Issue #557, opened 2018-09-19
Restore failed, can somebody explain the error message more convenient 


lovemyliwu:
Version: 2.12.1
```
 19688: Debug:  Setting 1 queue seq to 3907549365
 19688: Debug:  Setting 2 queue seq to 3670003764
 19688: Debug:  Restoring TCP options
 19688: Debug:          Will turn SAK on
 19688: Debug:          Will set snd_wscale to 9
 19688: Debug:          Will set rcv_wscale to 7
 19688: Debug: Will set mss clamp to 1444
 19688: Debug:  Setting 1 queue seq to 310756607
 19688: Debug:  Setting 2 queue seq to 212263591
 19688: Debug:  Restoring TCP options
 19688: Debug:          Will turn SAK on
 19688: Debug:          Will set snd_wscale to 9
 19688: Debug:          Will set rcv_wscale to 7
 19688: Debug: Will set mss clamp to 1444
 19688: Debug:  Setting 1 queue seq to 1873424399
 19688: Debug:  Setting 2 queue seq to 2635627206
 19688: Debug:  Restoring TCP options
 19688: Debug:          Will turn SAK on
 19688: Debug:          Will set snd_wscale to 9
 19688: Debug:          Will set rcv_wscale to 7
 19688: Debug: Will set mss clamp to 1444
 19688: Debug:  Setting 1 queue seq to 245079095
 19688: Debug:  Setting 2 queue seq to 3997547249
 19688: Debug:  Restoring TCP options
 19688: Debug:          Will turn SAK on
 19688: Debug:          Will set snd_wscale to 9
 19688: Debug:          Will set rcv_wscale to 7
 19688: Debug: Will set mss clamp to 1444
 19688: Debug:  Setting 1 queue seq to 2823590389
 19688: Debug:  Setting 2 queue seq to 4095220991
 19688: Debug:  Restoring TCP options
 19688: Debug:          Will turn SAK on
 19688: Debug:          Will set snd_wscale to 9
 19688: Debug:          Will set rcv_wscale to 7
 19688: Debug: Will set mss clamp to 1444
 19688: Debug:  Setting 1 queue seq to 1631574800
 19688: Debug:  Setting 2 queue seq to 454306393
 19688: Error: Can't connect inet socket back
Error (criu/cr-restore.c:1926): Restoring FAILED.
```

I find after some times retry, 1% rate chance to restore success.

adrianreber:
[...]

PR #564, opened 2018-10-19
add macro to ignore cant connect inet socket back error

lovemyliwu:
On my case, cant connect inet socket back error not the fatal error when do restore.

These changes related to #557


adrianreber:
Thanks for your patches. CRIU, however, does not use pull requests for patch submission. Could you send the patches as descried in https://criu.org/How_to_submit_patches

lovemyliwu:
@adrianreber ok

PR #573, opened 2018-11-07
Minor install cleanups

kolyshkin:
1. Do not install `.gitignore` to includes :)
2. Do not use `-rf` for `cp`

Also, hereby I nominate the first commit to be my entry to "the most trivial commit of the year" contest!


kolyshkin:
> Also, hereby I nominate the first commit to be my entry to "the most trivial commit of the year" contest!

With regrets, I retract my nomination, as the patch is not so trivial now :(

PR #602, opened 2019-02-02
c-lib: strdup for service_address and service_binary

martinwuehrer:
The functions criu_(local_)set_service_address and
criu_(local_)set_service_binary are the only functions that
do not create a copy of the given string arguments.
This may lead to problems, if the original string gets freed
but criu relies on them.

Additionally, the function criu_local_init_opts() assigns the
default service_binary now to opt->service_binary instead of
opt->service_address which is in my opinion the preferred way
since both are types of an anonymous union.

Signed-off-by: Martin Wührer <martin.wuehrer@artech.at>

### DIFF
--- a/lib/c/criu.c
+++ b/lib/c/criu.c
@@ -35,6 +35,20 @@ struct criu_opts {
 static criu_opts *global_opts;
 static int saved_errno;
 
+void criu_free_service(criu_opts *opts)
+{
+	switch(opts->service_comm) {
+		case CRIU_COMM_SK:
+			free((void*)(opts->service_address));
+			break;
+        case CRIU_COMM_BIN:
+			free((void*)(opts->service_binary));
+			break;
+        default:
+			break;
+	}
+}
+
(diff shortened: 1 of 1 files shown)


lib/c/criu.c
```diff
@@ -47,10 +61,11 @@ void criu_set_service_comm(enum criu_service_comm comm)
 
 void criu_local_set_service_address(criu_opts *opts, const char *path)
 {
+	criu_free_service(opts);
 	if (path)
-		opts->service_address = path;
+		opts->service_address = strdup(path);
```
avagin: strdup() can return NULL, do we need to handle this?

avagin: There are more places where we don't check returns codes of strdup. Could you send another patch which will fix all of them?

martinwuehrer: This fix is added in #606. (0ed4db3)
But note, that it requires the change of the return type of the affected functions.

PR #605, opened 2019-02-05
Remove unused/unnecessary macro constants

rst0git:


criu/uffd.c
```diff
@@ -770,7 +770,7 @@ static int ud_open(int client, struct lazy_pages_info **_lpi)
 		pr_flags |= PR_REMOTE;
 	ret = open_page_read(lpi->pid, &lpi->pr, pr_flags);
 	if (ret <= 0) {
-		ret = -1;
+		pr_err("open_page_read error\n");
```
rppt: Nice catch for the unused `ret`.
For the error message
```
lp_err(lpi, "Failed to open pagemap\n");
```
 please

rst0git: Thanks, just wondering, when should we use `pr_perror` vs `pr_err` vs `lp_err`?

rppt: `lp_err` (and other `lp_<log>`) are uffd.c specific wrappers for `pr_err` etc that print userfault file  descriptor and the PID of the process it is attached to. I'd say they should be used in contexts related to a certain `lazy_pages_info` instance.

`pr_perror` is CRIU version of `perror` and it should be used when `errno` value has meaning, e.g. after failing a `syscall`.

PR #606, opened 2019-02-06
c-lib: added strdup-null checks, simplify the interface

martinwuehrer:
This pull request consists of two commits. The first one contains missing `strudp()` checks (as requested in #602)

The other commit is a proposal that simplifies the c-interface, as it does not require to call `*set_service_comm()` anymore.
I think it would be a good idea to omit these calls in favour of `*set_service_address()`, `*set_service_fd()` or `*set_service_binary()`. As these calls already set the intention of the library user.
And it can not happen that the user sets the wrong service_comm value to the `set_service_*()` calls.
E.g. If `*set_service_comm()` was set to socket, but a string to the binary was given
via `*set_service_binary()` it would probably cause to undefined behavior that can be prevented by a better library design.

### DIFF
--- a/lib/c/criu.c
+++ b/lib/c/criu.c
@@ -59,18 +59,23 @@ void criu_set_service_comm(enum criu_service_comm comm)
 	criu_local_set_service_comm(global_opts, comm);
 }
 
-void criu_local_set_service_address(criu_opts *opts, const char *path)
+int criu_local_set_service_address(criu_opts *opts, const char *path)
 {
 	criu_free_service(opts);
-	if (path)
+	if (path) {
 		opts->service_address = strdup(path);
-	else
+	} else {
 		opts->service_address = strdup(CR_DEFAULT_SERVICE_ADDRESS);
+	}
+	if(opts->service_address == NULL) {
+		return -ENOMEM;
+	}
+	return 0;
 }
 
-void criu_set_service_address(const char *path)
+int criu_set_service_address(const char *path)
 {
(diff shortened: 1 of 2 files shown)


adrianreber:
There is already a commit since 3.11 which breaks ABI (not sure if the switch from char to const char counts as API change) as far as I can tell, so we need to bump the SO version for the next release anyway (https://github.com/checkpoint-restore/criu/commit/a5370ca536944962793784a36528452ca841563c). Although, until now the break was minimal.

This now definitely breaks API. The last time that I used libcriu was probably in 2013. So I cannot tell if this newly proposed interface is better than the old interface.

Another question is, are there actually many libcriu users for whom this change will be a problem.

All CRIU users I am aware of are using the CLI or the RPC interface. So I cannot tell if this newly proposed interface is better and worth breaking API. But I also do not know if there are enough libcriu users for us to be worried that breaking API and bumping SO name is really a problem for someone.

avagin:
> Another question is, are there actually many libcriu users for whom this change will be a problem.

I don't think that we have users who use libcriu in production.

> All CRIU users I am aware of are using the CLI or the RPC interface. So I cannot tell if this newly proposed interface is better and worth breaking API. But I also do not know if there are enough libcriu users for us to be worried that breaking API and bumping SO name is really a problem for someone.

For me, all these changes look reasonable, so I vote to merge them.

adrianreber:
I am also in favour of merging. We just need to remember to increase the SO version before 3.12.

PR #607, opened 2019-02-07
cr-service: Don't log return value of parse_options()

rst0git:
The function parse_options() should return an integer 0, 1 or 2, where:

* 0 := Success
* 1 := Failure
* 2 := CRIU should display help text

The current behaviour always creates a warning message which shows the return value of that function. With this change only the values that are different than 0 (Success) will be logged.

### DIFF
--- a/criu/cr-service.c
+++ b/criu/cr-service.c
@@ -277,7 +277,6 @@ static int setup_opts_from_req(int sk, CriuOpts *req)
 
 		rpc_cfg_file = req->config_file;
 		i = parse_options(0, NULL, &dummy, &dummy, PARSING_RPC_CONF);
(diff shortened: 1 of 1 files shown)


adrianreber:
Yes, this is anyway just a debug printf from when I wrote it. It just appeared recently when we started to print out messages before logging was initialized. We can either remove it completely or handle it like in this PR.

rst0git:
>  It just appeared recently when we started to print out messages before logging was initialized. We can either remove it completely or handle it like in this PR.

It make sense to just remove it (instead if handling it that way) because if the return value is not 0 CRIU will fail, and since the logging was not initialized, this message will be lost anyway.

PR #608, opened 2019-02-08
mount: realloc info->source when resolve ext mount

rst0git:
Use `realloc()` to change the size of the memory block pointed to by `info->source` instead of allocating new memory area and releasing the old one. If `info->source` is NULL then the call is equivalent to `malloc(size)`.

### DIFF
--- a/criu/mount.c
+++ b/criu/mount.c
@@ -491,14 +491,13 @@ static int try_resolve_ext_mount(struct mount_info *info)
 			int len;
 
 			len = strlen(val) + sizeof("dev[]");
-			source = xmalloc(len);
+			source = xrealloc(info->source, len);
 			if (source == NULL)
 				return -1;
 
 			snprintf(source, len, "dev[%s]", val);
 			info->fstype = fstype_auto();
 			BUG_ON(info->fstype->code != FSTYPE__AUTO);
-			xfree(info->source);
 			info->source = source;
 			return 1;
 		}


criu/mount.c
```diff
@@ -487,19 +487,16 @@ static int try_resolve_ext_mount(struct mount_info *info)
...
 		val = external_lookup_by_key(devstr);
 		if (!IS_ERR_OR_NULL(val)) {
-			char *source;
 			int len;
 
 			len = strlen(val) + sizeof("dev[]");
-			source = xmalloc(len);
-			if (source == NULL)
+			info->source = xrealloc(info->source, len);
+			if (info->source == NULL)
```
0x7f454c46: realloc() doesn't touch original memory if re-allocation failed
That means that info->source original pointer will leak now.
It's not that we're precise about alloc/free in case of error in criu..
But don't see the reason to add additional leak for a fallback.
Otherwise, the patch makes sense to me.

rst0git: > realloc() doesn't touch original memory if re-allocation failed
That means that info->source original pointer will leak now.

Thanks for catching that, I will update the commit to fix it.

> It's not that we're precise about alloc/free in case of error in criu..
But don't see the reason to add additional leak for a fallback.

If we are to be precise about alloc/free in case of error then
we could use tools like Valgrind to check for memory leaks.

criu/mount.c
```diff
@@ -491,15 +491,15 @@ static int try_resolve_ext_mount(struct mount_info *info)
 			int len;
 
 			len = strlen(val) + sizeof("dev[]");
-			source = xmalloc(len);
-			if (source == NULL)
+			source = xrealloc(info->source, len);
+			if (source == NULL) {
+				xfree(info->source);
```
avagin: It is dangerous. mnt_entry_free() will call xfree(info->source) again and it will be a double free fault. You don't need to call xfree here or you need to set info->source to NULL after that. I would prefer to not call xfree.

PR #611, opened 2019-02-11
remote: Ignore interupt signals

rst0git:
When an interrupt signal ([even `SIGWINCH` when `strace` is used](https://unix.stackexchange.com/a/465194)) is received while epoll_wait() sleeps, it will return a value of -1 and set errno to `EINTR`, which is not an error and should be ignored.

### DIFF
--- a/criu/img-remote.c
+++ b/criu/img-remote.c
@@ -832,7 +832,9 @@ void accept_image_connections() {
 		int n_events, i;
 
 		n_events = epoll_wait(epoll_fd, events, EPOLL_MAX_EVENTS, 250);
-		if (n_events < 0) {
+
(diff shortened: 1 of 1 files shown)


criu/img-remote.c
```diff
@@ -832,7 +832,7 @@ void accept_image_connections() {
 		int n_events, i;
 
 		n_events = epoll_wait(epoll_fd, events, EPOLL_MAX_EVENTS, 250);
-		if (n_events < 0) {
+		if (n_events < 0 && errno != EINTR) {
```
avagin: can you add a comment that epoll_wait isn't restarted after interrupted by a signal?

avagin: http://man7.org/linux/man-pages/man7/signal.7.html

PR #615, opened 2019-02-13
 A few tweaks and cleanups in criu/img-*.c

rst0git:


criu/img-cache.c
```diff
@@ -1,13 +1,10 @@
...
-#include "img-remote.h"
-#include "criu-log.h"
-#include <sys/socket.h>
-#include <netinet/in.h>
-#include <fcntl.h>
 #include "cr_options.h"
+#include "img-remote.h"
 #include "util.h"
 
+#include <sys/socket.h>
```
avagin: Can we move linux headers before criu headers?

rst0git:
I am closing this because I am working on a patch series that aims to integrate image-proxy and image-cache with dump/restore.

The idea is that a user should be able to perform the following operations to achieve live migration:
```sh
# Example 1

dst# criu restore --remote --port <port> ...
src# criu dump --remote --address <src> --port <port> ...

# Example 2

dst# criu restore --remote --ps-socket <fd> ...
src# criu pre-dump --remote --ps-socket <fd> ...
src# criu pre-dump --remote --ps-socket <fd> ...
src# criu dump --remote --ps-socket <fd> ...

# Example 3

dst# criu restore --remote --lazy-pages --port <port> ...
src# criu dump --remote --lazy-pages --address <src> --port <port> ...
```

PR #616, opened 2019-02-14
Fix pathname passed to access()

ashu-mehra:
The pathname passed to access() in check_path_remap() should
not include the "." prefix present in link names.

Signed-off-by: Ashutosh Mehra <asmehra1@in.ibm.com>

### DIFF
--- a/criu/files-reg.c
+++ b/criu/files-reg.c
@@ -1178,6 +1178,9 @@ static int check_path_remap(struct fd_link *link, const struct fd_parms *parms,
 		 */
 		if (pid != 0) {
 			bool is_dead = strip_deleted(link);
+			mntns_root = mntns_get_root_fd(nsid);
+			if (mntns_root < 0)
+				return -1;
 
 			/* /proc/<pid> will be "/proc/1 (deleted)" when it is
 			 * dead, but a path like /proc/1/mountinfo won't have
@@ -1189,7 +1192,7 @@ static int check_path_remap(struct fd_link *link, const struct fd_parms *parms,
 			 */
 			if (!is_dead) {
 				*end = 0;
-				is_dead = access(rpath, F_OK);
+				is_dead = faccessat(mntns_root, rpath, F_OK, 0);
 				*end = '/';
 			}
 
--- a/test/zdtm/static/Makefile
+++ b/test/zdtm/static/Makefile
@@ -209,6 +209,7 @@ TST_NOFILE	:=				\
 		unlink_multiple_largefiles	\
 		config_inotify_irmap		\
 		thp_disable			\
+		pid_file			\
 #		jobctl00			\
 
 ifneq ($(SRCARCH),arm)
--- a/test/zdtm/static/pid_file.c
+++ b/test/zdtm/static/pid_file.c
@@ -1,0 +1,52 @@
+#include <errno.h>
+#include <stdlib.h>
+#include <string.h>
+#include <sys/types.h>
+#include <sys/stat.h>
+#include <fcntl.h>
+
+#include "zdtmtst.h"
+
+const char *test_doc 	= "Check that environment didn't change";
+const char *test_author	= "Andrei Vagin <avagin@gmail.com>";
+
+int main(int argc, char **argv)
+{
+	int fd, fd2;
+	struct stat st, st2;
+
+	test_init(argc, argv);
+
+	fd = open("/proc/1/status", O_RDONLY);
+	if (fd < 0) {
+		pr_perror("Unable to open /proc/1/status");
+		return 1;
+	}
+
+	test_daemon();
+	test_waitsig();
+
+	fd2 = open("/proc/1/status", O_RDONLY);
+	if (fd2 < 0) {
+		pr_perror("Unable to open /proc/1/status");
+		return 1;
+	}
+	if (fstat(fd, &st)) {
+		pr_perror("fstat");
+		return 1;
+	}
+	if (fstat(fd2, &st2)) {
+		pr_perror("fstat");
+		return 1;
+	}
+	close(fd);
+	close(fd2);
+
+	if (st.st_ino != st2.st_ino) {
+		fail("inode numbers mismatch");
+		return 1;
+	}
+
+	pass();
+	return 0;
+}


ashu-mehra:
Not sure why the travis-ci build for centos failed. The build for my fork passed fine: https://travis-ci.org/ashu-mehra/criu/builds/493116600

adrianreber:
I have restarted the CentOS test case.

criu/files-reg.c
```diff
@@ -1189,7 +1189,7 @@ static int check_path_remap(struct fd_link *link, const struct fd_parms *parms,
 			 */
 			if (!is_dead) {
 				*end = 0;
-				is_dead = access(rpath, F_OK);
+				is_dead = access(&rpath[1], F_OK); /* Ignore '.' at the start of the filename */
```
rppt: I'm not really familiar with that code, but does `rpath` here always starts with `.`?

ashu-mehra: Before the call to `check_path_remap`, the caller checks the path is regular by checking character at index 1 with '/':
https://github.com/checkpoint-restore/criu/blob/1a9bb4c911dd00e66d19e7a219e1caf252ce9c96/criu/files-reg.c#L1352
So the caller is also expecting the path name to start with `.`

avagin: Can you explain why should not the pathname  include the "." prefix? How did you find this problem? How can we reproduce it? Can we improve one of our test or create a new one to test this code?

ashu-mehra: I got a simple testcase to recreate this:
```
#include <stdio.h>
#include <unistd.h>

int main(void) {
	FILE *cgroupFile = fopen("/proc/1/cgroup", "r");
	int count = 0;
	while (1) {
		printf("%d\n", count);
		count += 1;
		sleep(5);
	}
	if (NULL != cgroupFile) {
		fclose(cgroupFile);
	}
}
```

I am trying to checkpoint and restore this process in a docker container based on ubuntu:18.04. Dumping the process worked fine but restore gives following error:
```
(00.014639)     13: Restoring 13 to 13 pgid 
(00.015036)     13: Error (criu/cr-restore.c:1542): Pid 2 do not match expected 1
(00.015684)     13: Error (criu/cr-restore.c:1298): 2 exited, status=1
(00.015766) Error (criu/cr-restore.c:2171): Restoring FAILED
```

In dump.log I noticed following messages which made me suspicious:
```
(00.015204) Dumping opened files (pid: 13)
(00.015223) ----------------------------------------
(00.015353) 13 fdinfo 0: pos:                0 flags:           100000/0
(00.015409) Dumping path for 0 fd via self 8 [/dev/null]
(00.015554) 13 fdinfo 1: pos:                0 flags:           100001/0
(00.015605) Dumping path for 1 fd via self 10 [/root/log]
(00.015665) 13 fdinfo 2: pos:                0 flags:           100001/0
(00.015724) 13 fdinfo 3: pos:                0 flags:           100000/0
(00.015755) Dumping path for 3 fd via self 12 [/proc/1/cgroup]
(00.015774) Dumping dead process remap of 1
(00.015847) ----------------------------------------
```

Looks like criu determined pid 1 as dead. This statement is generated by `check_path_remap` for `/proc/1/cgroup` file. When I debugged the code, I found the call to `access()` is failing even though `/proc/1/cgroup` still exists. That's when I realized we are actually passing `./proc/1/cgroup` to `access()`. After adding this fix, I am able to restore the process properly.
Hope this helps.

avagin: @ashu-mehra Now I understand the problem. Thank you for the explanation. I think you fix doesn't work correctly for processes in another mount namespaces. because criu will try to resolve this patch in a criu mount namespace. Could you try this:
```diff --git a/criu/files-reg.c b/criu/files-reg.c
index e9dcf5efa..b30da8c99 100644
--- a/criu/files-reg.c
+++ b/criu/files-reg.c
@@ -1178,6 +1178,9 @@ static int check_path_remap(struct fd_link *link, const struct fd_parms *parms,
                 */
                if (pid != 0) {
                        bool is_dead = strip_deleted(link);
+                       mntns_root = mntns_get_root_fd(nsid);
+                       if (mntns_root < 0)
+                               return -1;
 
                        /* /proc/<pid> will be "/proc/1 (deleted)" when it is
                         * dead, but a path like /proc/1/mountinfo won't have
@@ -1189,7 +1192,7 @@ static int check_path_remap(struct fd_link *link, const struct fd_parms *parms,
                         */
                        if (!is_dead) {
                                *end = 0;
-                               is_dead = access(rpath, F_OK);
+                               is_dead = faccessat(mntns_root, rpath, F_OK, 0);
                                *end = '/';
                        }
```

avagin: And here is a test:
```
diff --git a/test/zdtm/static/Makefile b/test/zdtm/static/Makefile
index a31c202d5..912168cfc 100644
--- a/test/zdtm/static/Makefile
+++ b/test/zdtm/static/Makefile
@@ -209,6 +209,7 @@ TST_NOFILE  :=                              \
                unlink_multiple_largefiles      \
                config_inotify_irmap            \
                thp_disable                     \
+               pid_file                        \
 #              jobctl00                        \
 
 ifneq ($(SRCARCH),arm)
diff --git a/test/zdtm/static/pid_file.c b/test/zdtm/static/pid_file.c
new file mode 100644
index 000000000..b89dc1790
--- /dev/null
+++ b/test/zdtm/static/pid_file.c
@@ -0,0 +1,53 @@
+#include <errno.h>
+#include <stdlib.h>
+#include <string.h>
+#include <sys/types.h>
+#include <sys/stat.h>
+#include <fcntl.h>
+
+
+#include "zdtmtst.h"
+
+const char *test_doc   = "Check that environment didn't change";
+const char *test_author        = "Andrei Vagin <avagin@gmail.com>";
+
+{
+       int fd, fd2;
+       struct stat st, st2;
+
+       test_init(argc, argv);
+
+       fd = open("/proc/1/status", O_RDONLY);
+       if (fd < 0) {
+               pr_perror("Unable to open /proc/1/cgroup");
+               return 1;
+       }
+
+       test_daemon();
+       test_waitsig();
+
+       fd2 = open("/proc/1/status", O_RDONLY);
+       if (fd2 < 0) {
+               pr_perror("Unable to open /proc/1/cgroup");
+               return 1;
+       }
+       if (fstat(fd, &st)) {
+               pr_perror("fstat");
+               return 1;
+       }
+       if (fstat(fd2, &st2)) {
+               pr_perror("fstat");
+               return 1;
+       }
+       close(fd);
+       close(fd2);
+
+       if (st.st_ino != st2.st_ino) {
+               fail("inode numbers mismatch");
+               return 1;
+       }
+
+       pass();
+       return 0;
+}
```

You can use the next command to validate your changes:
```
python test/zdtm.py run -t zdtm/static/pid_file
```

ashu-mehra: @avagin Sorry for responding late. I verified your fix and it works fine for my use-case. I think its better I close this PR, and you can create a new PR with your fix and test changes.

ashu-mehra:
Closing this as @avagin has a better fix for the same issue.

avagin:
@ashu-mehra I think you misunderstand me. You found this issue and created a fix. Your fix is right, but doesn't handle all case. I just showed how to do it properly. So feel free to update your patch and submit it here.

ashu-mehra:
I was busy with other stuff at work. I will try to address it this week.

ashu-mehra:
Note to myself:
When I ran `python test/zdtm.py run -t zdtm/static/pid_file`, I get following error message:
```
# ./test/zdtm.py run -t zdtm/static/pid_file
The kernel is tainted: '4097\n'
  File "./test/zdtm.py", line 2303, in <module>
    opts['action'](opts)
  File "./test/zdtm.py", line 1972, in run_tests
    launcher = Launcher(opts, len(torun))
  File "./test/zdtm.py", line 1668, in __init__
    raise Exception("The kernel is tainted: %r" % self.__taint)
Exception: The kernel is tainted: '4097\n'
```

This can be worked around by adding `--ignore-taint` flag as:
`python test/zdtm.py run --ignore-taint -t zdtm/static/pid_file`

ashu-mehra:
@avagin I have updated the change set as per your suggestions. Please review.

avagin:
Merged. Thanks a lot!

ashu-mehra:
@avagin Thanks for your help in fixing the issue!

PR #617, opened 2019-02-15
socket-tcp-skip-in-flight: Don't fail on EAGAIN

rst0git:
The server socket is marked as non-blocking, and if the client doesn't connect, `accept()` will fail with `EAGAIN` (or `EWOULDBLOCK`), which is not an error, and we should try again.

### DIFF
--- a/test/zdtm/static/socket-tcp-skip-in-flight.c
+++ b/test/zdtm/static/socket-tcp-skip-in-flight.c
@@ -1,3 +1,4 @@
+#include <poll.h>
 #include "zdtmtst.h"
 
 #ifdef ZDTM_IPV4V6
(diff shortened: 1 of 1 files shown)


test/zdtm/static/socket-tcp-skip-in-flight.c
```diff
@@ -64,11 +64,13 @@ int main(int argc, char **argv)
 		return -1;
 	}
 
-	fd = tcp_accept_server(fd_s);
-	if (fd < 0) {
-		fail("Unable to accept a new connection");
-		return 1;
-	}
+	do {
+		fd = tcp_accept_server(fd_s);
```
avagin: I think it would be better to use poll or epoll here.

test/zdtm/static/socket-tcp-skip-in-flight.c
```diff
@@ -64,12 +66,15 @@ int main(int argc, char **argv)
 		return -1;
 	}
 
+	memset(poll_set, '\0', sizeof(poll_set));
+	poll_set[0].fd = fd_s;
+	poll_set[0].events = POLLIN;
+	poll(poll_set, 1, -1);
```
avagin: I think it would be better to handle errors of poll...

PR #621, opened 2019-02-18
crit: display help message when using python3

adrianreber:
Running crit with python2 gives following minimal help message:

 $ crit/crit
 usage: crit [-h] {decode,encode,info,x,show} ...
 crit: error: too few arguments

Using a python3 only system crit shows the following error:

 $ crit/crit
   File "crit/crit", line 6, in <module>
     cli.main()
   File "/home/criu/crit/pycriu/cli.py", line 334, in main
#####
Work order | From the records above, tally every line that includes the word "handle" and reply with the total by itself.

Written answer | 5